David Cameron’s definition of Britishness contains within it the three central tenets of political correctness: racial equality, gay rights and sexual equality. That means anyone, indigenous or immigrant, who does not agree with political correctness is, in NuTory Boy’s eyes,not British.
This is decidedly sinister. It means that the official Government position now makes illegitimate those who, for example, wish to object to mass immigration on the grounds that it is a surreptitious form of conquest, anyone who refuses to accept that civil partnership is equal to marriage or those who reject the idea that sexual equality means there must be women in equal numbers to men in every form of employment.
Cameron is also being disingenuous. Just before the last general election the Equalities Act 2010 (http://www.legislation.gov.uk/ukpga/2010/15/section/4) was passed with all-party support. The Act has jurisdiction over what are termed ”protected characteristics” . These are: age; disability; gender reassignment; marriage and civil partnership; pregnancy and maternity; race; religion or belief; sex; sexual orientation
The key characteristics are “race” and “religion or belief”. The whole apparatus of UK public service (including schools) are required to “protect” all the categories. “Protecting” race and religion or belief means in practise that multiculturalism will be preserved. To take one example, it will be impossible to teach British history honestly because it would be deemed either insulting or excluding to ethnic minorities. Disability and marriage also offer opportunities for the reinforcement of multiculturalism.
The cultural fragmentation of the UK also has the devolution dimension. Where do ethnic minorities actually stand in a devolved UK? German-born Labour MP Gisela Stuart writing in online magazine openDemocracy.net in December 2005 described the problem, whilst also gaily insulting the English: “It has only been in the last five years or so that I have heard people in my constituency telling me ‘I am not British – I am English’. That worries me.
“British identity is based on and anchored in its political and legal institutions and this enables it to take in new entrants more easily than it would be if being a member of a nation were to be defined by blood.
“But a democratic polity will only work if citizens’ identification is with the community as a whole, or at least with the shared process, which overrides their loyalty to a segment.” (Quoted in Birmingham Mail 18 11 2005)

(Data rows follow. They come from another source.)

PR #1205, opened 2016-03-01
Create LineInterpolation with valid interpolation options

mprudhom:
The interpolate values of "basis-closed", "bundle", and "cardinal-closed" are not valid in the vega spec (despite being valid D3 interpolations).

Should interpolate be an enum? I can implement that if you like.

### DIFF
--- a/src/config.ts
+++ b/src/config.ts
@@ -27,11 +27,7 @@ export const defaultCellConfig: CellConfig = {
   height: 200
 };
 
-export const defaultFacetCellConfig: CellConfig = {
-  stroke: '#ccc',
-  strokeWidth: 1
-};
-
+int
 export interface FacetConfig {
   scale?: FacetScaleConfig;
   axis?: AxisConfig;
@@ -95,6 +91,19 @@ export enum StackOffset {
     CENTER = 'center' as any,
     NORMALIZE = 'normalize' as any,
     NONE = 'none' as any,
+}
+
+export enum LineInterpolation {
+    LINEAR = 'linear' as any,
+    BUNDLE = 'bundle' as any,
+    MONOTONE = 'monotone' as any,
+    STEP_BEFORE = 'step-before' as any,
+    STEP_AFTER = 'step-after' as any,
+    BASIS = 'basis' as any,
+    BASIS_OPEN = 'basis-open' as any,
+    BASIS_CLOSED = 'basis-closed' as any,
+    CARDINAL = 'cardinal' as any,
+    CARDINAL_OPEN = 'cardinal-open' as any,
 }
 
 export interface MarkConfig {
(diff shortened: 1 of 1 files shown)


kanitw:
@mprudhom  Can you please help checking if putting these values in Vega produces desirable results?   

If so, we should close this issue and fix the schema inside Vega instead.

mprudhom:
They do in fact work in vega, and they could conceivably be used in a useful way in a vega spec. But I don't see any use cases for a closed interpolation in a line/area channel in vega-lite. 

Unless you can think of any scenario in which they would be useful, I propose they removed from vega-lite. E.g.:

```json
{
  "data": {
    "values": [
      {"a": "A","b": 1}, {"a": "B","b": 3}, {"a": "C","b": 2}, {"a": "D","b": 4}
    ]
  },
  "mark": "line",
  "config": {
    "mark": { "interpolate": "cardinal-closed" }
  },
  "encoding": {
  }
}
```

unknown


And:

```json
{
  "mark": "area",
  "encoding": {
    "x": {
      "scale": {"nice": "month"},
      "axis": {"axisWidth": 0, "format": "%Y", "labelAngle": 0, "tickSize": 0}
    },
    "y": {
      "aggregate": "sum", "field": "count","type": "quantitative",
      "axis": false
    },
    "color": {"field":"series", "type":"nominal", "scale":{"range": "category20b"}}
  },
  "config": {"cell": {"width": 300, "height": 200}, "mark": {"stacked": "center","interpolate": "basis-closed" }}
}
```

unknown-1

kanitw:
Thanks for checking.  This makes sense.  Please feel free to add a commit to convert this property into an enum without nonsense options.  

(Another PR to Vega for fixing the schema would be useful as well.)

domoritz:
I don't think that the interpolations never make sense and if we only need to add them to the enum, why omit some?

src/config.ts
```diff
@@ -177,9 +206,9 @@ export interface MarkConfig {
 
   // ---------- Interpolation: Line / area ----------
   /**
-   * The line interpolation method to use. One of linear, step-before, step-after, basis, basis-open, basis-closed, bundle, cardinal, cardinal-open, cardinal-closed, monotone.
+   * The line interpolation method to use. One of linear, step-before, step-after, basis, basis-open, cardinal, cardinal-open, monotone.
    */
-  interpolate?: string;
+  interpolate?: LineInterpolation;
```
kanitw: Let's name this `Interpolate`?  Because there is no other interpolate in the schema, no need to make different name.

kanitw: @mprudhom nvm.  I'll just do it myself.

mprudhom: Oops, sorry I missed that request.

The problem for people such as Ms Stuart is that Britishness was destroyed by devolution. There is no longer a comfortable overarching label of British under which everyone can be placed. All that is left for the people of Britain to cling to are emotional ethnicities.
The situation is most acute in England because that is where the majority of ethnic minorities in the UK live. There is hard evidence that ethnic minorities in England routinely do not think of themselves as English. In 2005, the CRE commissioned from the research firm Ethnos a poll designed to discover how Britons identify themselves (http://www.cre.gov.uk/downloads/what_is_britishness.pdf). A couple of passages are particularly telling:
“In England, white English participants identified themselves as English first and British second, while ethnic minority participants perceived themselves as British. None identified as English, which they saw as meaning exclusively white people.”
“Britishness was associated with great historical and political achievements, but only amongst white participants (whether from England, Scotland or Wales), not those from ethnic minority backgrounds”.
This tells us two things: ethnic minorities in England routinely reject the idea of Englishness and ethnic minorities everywhere in the UK have no identification with Britain’s past. So much for Britishness.